[DATA SUPPLIED Boundary: Start]
PR #110, opened 2020-06-12
Add simulation aware time and sleep methods

### LINKED ISSUE #101: time.sleep uses real time instead of simulation time
time.sleep uses real time instead of simulation time. These are not the same, and as the simulator is being used, we should be using simulation time.

Quoted from https://studentrobotics.org/forum/viewtopic.php?f=10&t=89&p=340#p340

PeterJCLaw:
For reasons of practicality, these are part of the `Robot` object.

Resolves #101.

Built on #109 to placate mypy.


controllers/sr_controller/controller.pyi
```diff
@@ -0,0 +1,7 @@
+# Type stubs for the Webots controller file
```
RealOrangeOne, line 1: Any way this file can be merged with https://github.com/srobo/competition-simulator/blob/master/script/testing/webots-fakes/controller.py?

PeterJCLaw: Ah, possibly.

PeterJCLaw: b0a5b1d19ba9f5164de024c8ca1ad088bc7140ed (see https://github.com/srobo/competition-simulator/pull/109)

PR #113, opened 2020-06-12
Fix boolean logic around continuing step

RealOrangeOne:
Fix issue introduced in #110 

We want to continue when the application *isn't* terminating.

> If the synchronization field is TRUE, this function always returns 0 (or -1 to indicate termination).
> https://www.cyberbotics.com/doc/reference/robot#wb_robot_step

### DIFF
--- a/controllers/sr_controller/sr/robot/robot.py
+++ b/controllers/sr_controller/sr/robot/robot.py
@@ -61,7 +61,7 @@ class Robot(object):
         """
         Run a webots step of the given duration in milliseconds.
 
-        Returns whether or not Webots is about to terminate the simulation.
+        Returns whether or not the simulation should continue (ie is webots terminating).
         """
 
         with self._step_lock:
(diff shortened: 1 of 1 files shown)


controllers/sr_controller/sr/robot/robot.py
```diff
@@ -61,7 +61,7 @@ def webots_step_and_should_continue(self, duration_ms: int) -> bool:
         """
         Run a webots step of the given duration in milliseconds.
 
-        Returns whether or not Webots is about to terminate the simulation.
+        Returns whether or not the simulation should continue (ie is webots terminating).
```
PeterJCLaw, line 64:
```suggestion
        Returns whether or not the simulation should continue (based on
        Webots telling us whether or not the simulation is about to end).
```

PeterJCLaw: Or even just drop the explanation? The inline comment somewhat covers that for anyone who cares.

Issue #116, opened 2020-06-12
Tokens fly around too easily


PeterJCLaw:
As reported in a [couple](https://studentrobotics.org/forum/viewtopic.php?f=9&t=87#p337) of [places](https://studentrobotics.org/forum/viewtopic.php?f=13&t=97&p=371#p371) in the forums, including a [youtube video](https://www.youtube.com/watch?v=gZ1hfbmmyX4).

This potentially means that the tokens will become somewhat challenging just to move around, as well as making it possible for them to get thrown out of the arena.

RealOrangeOne:
This would likely be fixed by some modified version of https://github.com/srobo/competition-simulator/pull/104

PhilR54:
Token mass is currently set far too low at 1g - will implement a fix alongside #100, making it easier to adjust the values in the future.

Issue #100, opened 2020-06-05
Use proto files for tokens


antoinepetty:
Based on the success of using proto files for the robots in #99

Issue #90, opened 2020-06-01
Fix physics engine warnings


antoinepetty:
Currently some errors appear in the console when loading the simulation regarding parts of the robot:
`Webots has detected that this solid is light and oblong according to its inertia matrix. This belongs in the physics edge cases, and can imply weird physical results. Increasing the weight of the object or reducing its eccentricity are recommended.`

Issue #88, opened 2020-06-01
Make material paths relative


antoinepetty:
![image](https://user-images.githubusercontent.com/36314396/83401469-bca16000-a3fc-11ea-93b1-641ed6b9ae68.png)
As highlighted by a team on the forum, the paths to certain textures are Windows-specific. They should work on any platform

TomWheal:
This is also present on Windows, when installed for a single user not an entire machine. 
This could be what students would do on school computers as it doesn't require admin rights.

PeterJCLaw:
Given that it outputs:
> A resource file can be defined relatively to the worlds directory of the current project, relatively to the worlds directory of the default project, relatively to its protos directory (if defined in a PROTO), or absolutely.

It's not obvious to me that any of those options are really what we want. From the looks of it we're trying to use textures from the Webots default projects.

Workarounds therefore include:
- duplicate those textures into our repo or distribution (has licensing questions)
- come up with our own textures
- drop the textures
- something nasty in our controller code which copies them from Webots at runtime

I've not looked into ways to re-use the textures from the default project, though I'm guessing from that error that it's not really a supported case (which seems a shame).

RealOrangeOne:
> relatively to the worlds directory of the default project

Looking at the URL in the image, this is actually what we want. In theory just `./textures/metal.jpg` should work.

I'll try and give this a test tomorrow, but if someone does before even better!

antoinepetty:
I asked on the discord and it seems that you can't create relative paths to the default projects. We'll have to decide to go with one of Peter's options
https://github.com/cyberbotics/webots/issues/1638

antoinepetty:
> > relatively to the worlds directory of the default project
> 
> Looking at the URL in the image, this is actually what we want. In theory just `./textures/metal.jpg` should work.
> 
> I'll try and give this a test tomorrow, but if someone does before even better!

Forgot to mention that I did try this yesterday and it was unsuccessful

PhilR54:
Is this still an issue? I can just remove the metal effect from those parts of the robot - it'll just appear with a matt finish which isn't a whole lot different.

antoinepetty:
Should have been auto closed

PR #117, opened 2020-06-13
Fix robot features

PhilR54:
Aims to address issues with tokens (#116) by adjusting token mass - tokens are also converted to proto format (#100) such that the mass can be adjusted more easily in the future. 

Robot is also tweaked - bounding boxes of bump sensors adjusted to remove physics warnings (#90) and metal parts removed  (#88). The textures for wheels have been made relative and the robot's density has also been increased. 

We should be okay to redistribute the webot's textures - license agreement: https://cyberbotics.com/webots_assets_license


PeterJCLaw:
@PhilR54 thanks for putting this together. One small thing -- please could we keep this to a single topic? I think it's reasonable for the focus here to be on the refactoring around the vervarious warnings, but I'd rather the density fixes (which are actual functionality changes) were a separate PR. Perhaps just remove the last commit (https://github.com/srobo/competition-simulator/pull/117/commits/249807457346c0598b69bebf554b36e6fa97a82e) from this PR so that this just about the warnings (and the refactoring to enable their tidying)?

worlds/Arena.wbt
```diff
@@ -2,8 +2,9 @@
 WorldInfo {
 }
 Viewpoint {
-  orientation 0.33246481952953133 -0.9314016676496985 -0.14818258087426103 5.456433700612629
-  position 6.9972994812935 3.16953523821157 7.1575439818618
+  orientation -0.20519757298593996 -0.9759022170490246 -0.07422141739065735 0.8170417753010643
+  position -8.955236326402577 3.7554386590715487 8.682878887529787
+  follow "S35"
```
PeterJCLaw, line 7: Is this change relevant or can we drop it?

PhilR54: Will be dropped -  left over view point changes when replacing tokens

protos/Robot_Echo/textures/License.md
```diff
@@ -0,0 +1,27 @@
+
+# Textures
+These textures are the property of Cyberbotics:
```
PeterJCLaw, line 3: Would it be possible to either enumerate exactly which files this refers to and/or use a specific directory name for these?
Just in case we add any of our own textures here I think it's worth keeping it clear which are Cyberbotics' and which are not.

PhilR54: I've moved the cyberbotics textures into a new sub-directory, within textures, and referenced the texture files within the license file.  Should be super clear if we add our own now

PhilR54:
> image
> The caster wheel is sinking into the floor a lot of the time for me

With the density change reverted this should now be back to how it was before - it looks like the contact surface was never ideal but I suggest we change the part properties when the density is corrected.

PR #119, opened 2020-06-13
Use symlinked controllers to provide a distinct prefix in the console

PeterJCLaw:
The idea here is that each robot has its own controller, but in the repo they share the same source code.

In theory at least, symlinks are cross platform (ish) having been [part of Windows 10](https://blogs.windows.com/windowsdeveloper/2016/12/02/symlinks-windows-10/) for a number of years now. Obviously it's possible that some users are using older versions of Windows, though hopefully not many.

The main potential issue I see here is whether the symlinks survive being included in the archive which GitHub creates for us. This probably just needs someone to test unzipping the archive of this branch on Windows 10.

I have checked that this works for a robot.py in the default location (for zone 0) and in the zone-1 location.

### DIFF
--- a/controllers/sr_controller_0/sr_controller_0.py
+++ b/controllers/sr_controller_0/sr_controller_0.py
@@ -1,0 +1,1 @@
+../sr_controller/sr_controller.py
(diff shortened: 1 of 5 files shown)


RealOrangeOne:
The ZIP file GitHub generate from this branch doens't work on windows. It places text files containing the relative path rather than symlinks.

We can solve this by building a zip file ourselves which will replaces the symlinks with actual files, but I don't know whether the symlinks work on windows on a plain checkout

PR #180, opened 2020-07-11
Add a script to prepare for a match

PeterJCLaw:
This tells the supervisor what match is about to be played and puts the competitor code in the right places.

### DIFF
--- a/script/prepare-comp-match
+++ b/script/prepare-comp-match
@@ -1,0 +1,65 @@
+#!/usr/bin/env python3
+"""
+A script to prepare for a competition match.
+"""
+
+import sys
+import shutil
+import argparse
+from pathlib import Path
+from zipfile import ZipFile
+
+REPO_ROOT = Path(__file__).resolve().parent.parent
+
+sys.path.append(str(REPO_ROOT / 'controllers/sr_controller'))
+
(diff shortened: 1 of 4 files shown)


script/prepare-comp-match
```diff
@@ -0,0 +1,65 @@
...
+        'archives_dir',
+        help="The directory containing the user's robot code",
+        type=Path,
+    )
+    parser.add_argument('match_num', help="The match number to prepare for.")
+    parser.add_argument(
+        'tla',
+        nargs=NUM_ZONES,
+        help=(
+            "TLA of the team in each zone. Use dash (-) for an empty zone."
```
RealOrangeOne, line 38: Worth noting that TLAs here should be provided in corner order (0, 1, 2, 3)?

I also wonder whether CSV-like would be easier to enter and comprehend than multiple arguments like this, rather verbose.

PeterJCLaw: Yeah, I also wondered about having it consume the path to the compstate or something. I'm not sure to be honest - I was going to for relative simplicity.

Will add a comment about them being in zone order.

PeterJCLaw: 2dff8ee

PR #181, opened 2020-07-11
automatically run video recording

JennyLynnFletcher:
This adds support for automatically capturing video recordings and thus turns match running into a single command.

While not merged here, this PR ends up depending on #205's `wait_start` support in order to simplify the interactions around pausing/running the simulation.


controllers/competition_supervisor/competition_supervisor.py
```diff
@@ -15,7 +15,7 @@
 
 import sr_controller  # noqa:E402 # isort:skip
 
-GAME_DURATION_SECONDS = 150
+GAME_DURATION_SECONDS = 10
```
PeterJCLaw, line 18: debug edit?

controllers/competition_supervisor/competition_supervisor.py
```diff
@@ -24,16 +24,22 @@ def recording_path() -> Path:
     date = now.date().isoformat()
     # Windows doesn't like colons in filenames
     name = now.isoformat().replace(':', '-')
-    return Path(date) / name / '{}.html'.format(name)
+    return Path(date) / name / '{}'.format(name)
```
PeterJCLaw, line 27: Perhaps lose the `.format` entirely?

Aside: this is likely to conflict with my changes in #180, but we'll just have to deal with that.

controllers/competition_supervisor/competition_supervisor.py
```diff
@@ -24,16 +24,22 @@ def recording_path() -> Path:
...
 
 @contextlib.contextmanager
 def record_animation(supervisor: Supervisor, file_path: Path) -> Iterator[None]:
     file_path.parent.mkdir(parents=True, exist_ok=True)
-    print("Saving animation to {}".format(file_path))
-    supervisor.animationStartRecording(str(file_path))
+    print("Saving animation to {}.html".format(file_path))
+    print("Saving video to {}.mp4".format(file_path))
+    supervisor.animationStartRecording(str(file_path) + '.html')
+    supervisor.movieStartRecording(str(file_path) + '.mp4',
```
PeterJCLaw, line 36: I would suggest that we construct the full names upfront rather than constructing them twice -- that avoids any chance of them getting out of step.

controllers/competition_supervisor/competition_supervisor.py
```diff
@@ -24,16 +24,22 @@ def recording_path() -> Path:
...
+                                   width=1920, height=1080,
+                                   quality=100, codec=0, 
+                                   acceleration=1, caption=False)
```
PeterJCLaw, line 39: nit: please could we wrap this to avoid this mixed wrapping style? The local style is like:
```suggestion
    supervisor.movieStartRecording(
        str(file_path) + '.mp4',
        width=1920, 
        height=1080,
        quality=100, 
        codec=0, 
        acceleration=1, 
        caption=False,
    ) 
```

controllers/competition_supervisor/competition_supervisor.py
```diff
@@ -118,7 +123,7 @@ def main() -> None:
 
     with record_animation(supervisor, REPO_ROOT / 'recordings' / recording_path()):
         run_match(supervisor)
-
+
```
PeterJCLaw, line 126: whitespace error

controllers/competition_supervisor/competition_supervisor.py
```diff
@@ -24,16 +24,22 @@ def recording_path() -> Path:
     date = now.date().isoformat()
     # Windows doesn't like colons in filenames
     name = now.isoformat().replace(':', '-')
-    return Path(date) / name / '{}.html'.format(name)
+    return Path(date) / name / '{}'.format(name)
 
 
 @contextlib.contextmanager
 def record_animation(supervisor: Supervisor, file_path: Path) -> Iterator[None]:
```
PeterJCLaw, line 31: We should probably also rename this.

Or (and from an API/clarity perspective this may be preferable) we could have one context manager for the animation and another for the video. That could be preferable in case we need to turn one of them off for some reason -- it'd just be removing a single context manager to remove one, rather than needing to work out which lines in here should be changed.

controllers/competition_supervisor/competition_supervisor.py
```diff
@@ -36,6 +36,21 @@ def record_animation(supervisor: Supervisor, file_path: Path) -> Iterator[None]:
...
+    file_path.parent.mkdir(parents=True, exist_ok=True)
+    print("Saving video to {}".format(file_path))
+    supervisor.movieStartRecording(
+        str(file_path),
+        width=1920,
+        height=1080,
+        quality=100,
+        codec=0,
+        acceleration=1,
+        caption=False)
```
PeterJCLaw, line 50: nit: local style is like
```suggestion
        caption=False,
    )
```

controllers/competition_supervisor/competition_supervisor.py
```diff
@@ -119,8 +134,11 @@ def main() -> None:
 
     remove_unused_robots(supervisor)
 
-    with record_animation(supervisor, REPO_ROOT / 'recordings' / recording_path()):
-        run_match(supervisor)
+    recording_path = get_recording_path()
+
+    with record_animation(supervisor, REPO_ROOT / 'recordings' / '{}.html'.format(recording_path)):
+        with record_video(supervisor, REPO_ROOT / 'recordings' / '{}.mp4'.format(recording_path)):
```
PeterJCLaw, line 140: It looks like we've lost a layer of directories here? Bear in mind that the animation outputs several files, so it's advantageous to have a subdirectory per run.

I would also suggest that we pull the construction of the path upwards to reduce the complexity here. I think we want something a bit like this:
```suggestion
    recording_name = get_recording_path()
    recording_path = REPO_ROOT / 'recordings' / recording_name

    with record_animation(supervisor, recording_path / '{}.html'.format(recording_name)):
        with record_video(supervisor, recording_path / '{}.mp4'.format(recording_name)):
```

stubs/controller.py
```diff
@@ -157,6 +157,17 @@ def remove(self) -> None: ...
...
 
+    
+    def movieStartRecording(
+        self,
+        width: int,
+        height: int,
+        quality: int,
+        codec: int,
+        acceleration: int,
+        caption: bool) -> bool: ...
```
PeterJCLaw, line 168: Ah, sorry, I can see you've wrapped this to match the call site.
Since this is a stub file, it's more typical to just allow the longer lines and in this case I think the line is short enough not to worry about it?
```suggestion
    def movieStartRecording(self, width: int, height: int, quality: int, codec: int, acceleration: int, caption: bool) -> bool: ...
```

if that has a linter error I'd be tempted to add a `noqa` comment (with the error id).

stubs/controller.py
```diff
@@ -157,6 +157,17 @@ def remove(self) -> None: ...
     def animationStartRecording(self, file: str) -> bool: ...
     def animationStopRecording(self) -> bool: ...
 
+
```
PeterJCLaw, line 160: nit: I don't think we need two empty lines here
```suggestion
```

stubs/controller.py
PeterJCLaw: Hrm, this line is actually a lot wider than I thought. Wrapping is fine here.

stubs/controller.py
PeterJCLaw: 740b91922bff66afc781d97f811e89a0d7390801

stubs/controller.py
PeterJCLaw: 461b028a4700e09177a239b245bdbc8e90dc44c3

controllers/competition_supervisor/competition_supervisor.py
```diff
@@ -90,6 +108,8 @@ def prepare(supervisor: Supervisor) -> None:
     for _, robot in get_robots(supervisor):
         robot.restartController()
 
+    supervisor.simulationSetMode(Supervisor.SIMULATION_MODE_REAL_TIME)
+
```
PeterJCLaw, line 112: This looks like a behaviour change -- is this intentional?

PeterJCLaw:
https://github.com/cyberbotics/webots/blob/b210acad220166fe6be395f8f10ede6614e0ba75/src/webots/gui/WbVideoRecorder.cpp#L144 seems to be the source the message we were seeing.

From my own testing, it seems to be the reset which causes the issue, which isn't ideal given that we kinda need it given the lack of a `wait_start` solution. I do also think there's maybe some issues in Webots here though too.

PeterJCLaw:
I've raised https://github.com/cyberbotics/webots/issues/2386 for the issue of the simulation reset causing capture issues.

controllers/competition_supervisor/competition_supervisor.py
PeterJCLaw: This is related to ensuring that we do actually capture video, relates to https://github.com/cyberbotics/webots/issues/2386.

controllers/competition_supervisor/competition_supervisor.py
PeterJCLaw: cb818d4

controllers/competition_supervisor/competition_supervisor.py
PeterJCLaw: This becomes moot once we have `wait_start` support from #205.

README.md
```diff
@@ -87,19 +87,16 @@ In order to run competition matches you'll need to:
...
+   then pause the simulation at the end.
 
-8. After match complete robots will stop moving, press esc.
-   Wait for video to finish processing and saving before closing webots
+6. After the match completes the robots will stop moving. Wait for the video to
+   complete its rendering (check in the output console) and then quit Webots.
 
-9. Copy logs into `competition-simulator/recordings/yyy-mm-dd/match-<match number>/logs`
-
-10. Close webots and repeat for next match
```
RealOrangeOne, line 105: Is this step not required anymore? How are subsequent matches done?

controllers/competition_supervisor/competition_supervisor.py
```diff
@@ -147,8 +171,11 @@ def main() -> None:
 
     remove_unused_robots(supervisor)
 
-    with record_animation(supervisor, REPO_ROOT / 'recordings' / recording_path()):
-        run_match(supervisor)
+    recording_path = REPO_ROOT / 'recordings' / get_recording_path()
```
RealOrangeOne, line 174: Should `get_recording_path` just return the fully-formed path? If not I wonder if there's a better name for it?

README.md
PeterJCLaw: Ah. The repeat is needed, just not the closing. I failed to read the whole thing before removing.

PeterJCLaw: 796c48a clarifies that the procedure is for a single match. I think it's fairly obvious how to generalise it.

controllers/competition_supervisor/competition_supervisor.py
PeterJCLaw: Maybe? Do you have a suggestion for a better name?

I've also been thinking about whether this sort of thing should be more configurable. I think eventually I'd like to get to a point where there's either a configuration file and/or suite of environment variables which we can use to control where things like the recordings end up in order to more completely automated the running of the competition. I'm therefore not especially bothered about these being imperfect for now (i.e: "good enough" is fine).

RealOrangeOne (approved):

PR #183, opened 2020-07-12
Add a supervisor log

PeterJCLaw:
Since the discovery of Webots' `--stdout`, `--stderr` and `--minimise` flags this now feels much less necessary, however I think it's potentially still useful.
~Certainly this _isn't_ a requirement for match automation any more.~

### DIFF
--- a/controllers/competition_supervisor/competition_supervisor.py
+++ b/controllers/competition_supervisor/competition_supervisor.py
@@ -18,6 +18,11 @@ import controller_utils  # isort:skip
 GAME_DURATION_SECONDS = 120
 
 
+def get_log_filename() -> Path:
+    identifier = controller_utils.get_filename_safe_identifier()
+    return controller_utils.ARENA_ROOT / f'supervisor-log-{identifier}.txt'
+
+
 def get_recording_path() -> Path:
     now = datetime.datetime.now()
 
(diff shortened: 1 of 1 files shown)


controllers/competition_supervisor/competition_supervisor.py
```diff
@@ -18,6 +18,13 @@
 GAME_DURATION_SECONDS = 150
 
 
+def log_filename() -> str:
+    # TODO: maybe merge with `recording_path`?
```
PeterJCLaw, line 22: Note: I'm not doing this here because we expect that #181 will change the way that `recording_path` works.

controllers/competition_supervisor/competition_supervisor.py
```diff
@@ -120,6 +127,8 @@ def run_match(supervisor: Supervisor) -> None:
 def main() -> None:
     quit_if_development_mode()
 
+    sr_controller.tee_streams(REPO_ROOT / 'recordings' / log_filename())
```
RealOrangeOne, line 130: Is 'recordings' the best directory for this?

PeterJCLaw: Probably not. I'm open to ideas for better places to put it. I was mostly aiming for somewhere which was already somewhere that you might look when running competition mode but wasn't going to get in the way.

PeterJCLaw:
https://github.com/srobo/competition-simulator/pull/256 also includes such a log, so if that merges this will be redundant.

PeterJCLaw:
#256 has merged, this is redundant.

PR #185, opened 2020-07-12
add script to put logs into buckets per team name

Adimote:
This was used to generate the team log files sent to the mentors

### DIFF
--- a/script/bucket-logs-per-team
+++ b/script/bucket-logs-per-team
@@ -1,0 +1,58 @@
+#!/usr/bin/env python3
+
+import glob
+import os
+import sys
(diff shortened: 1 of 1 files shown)


PeterJCLaw:
I'm removing this from the milestone for a couple of reasons:
- I don't think we need this for Kickstart, and
- I think we would be better served by more generally rethinking how we run matches, rather than necessarily pushing forwards with automating the exact steps we used last year

I've created #210 for a discussion on the second point.

PeterJCLaw:
Closing as this is replaced by #189 and is implemented in #256.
[DATA SUPPLIED Boundary: End]
For the word "merged", show every line of the entries that holds it.

RESULT>
RealOrangeOne, line 1: Any way this file can be merged with https://github.com/srobo/competition-simulator/blob/master/script/testing/webots-fakes/controller.py?
While not merged here, this PR ends up depending on #205's `wait_start` support in order to simplify the interactions around pausing/running the simulation.
#256 has merged, this is redundant.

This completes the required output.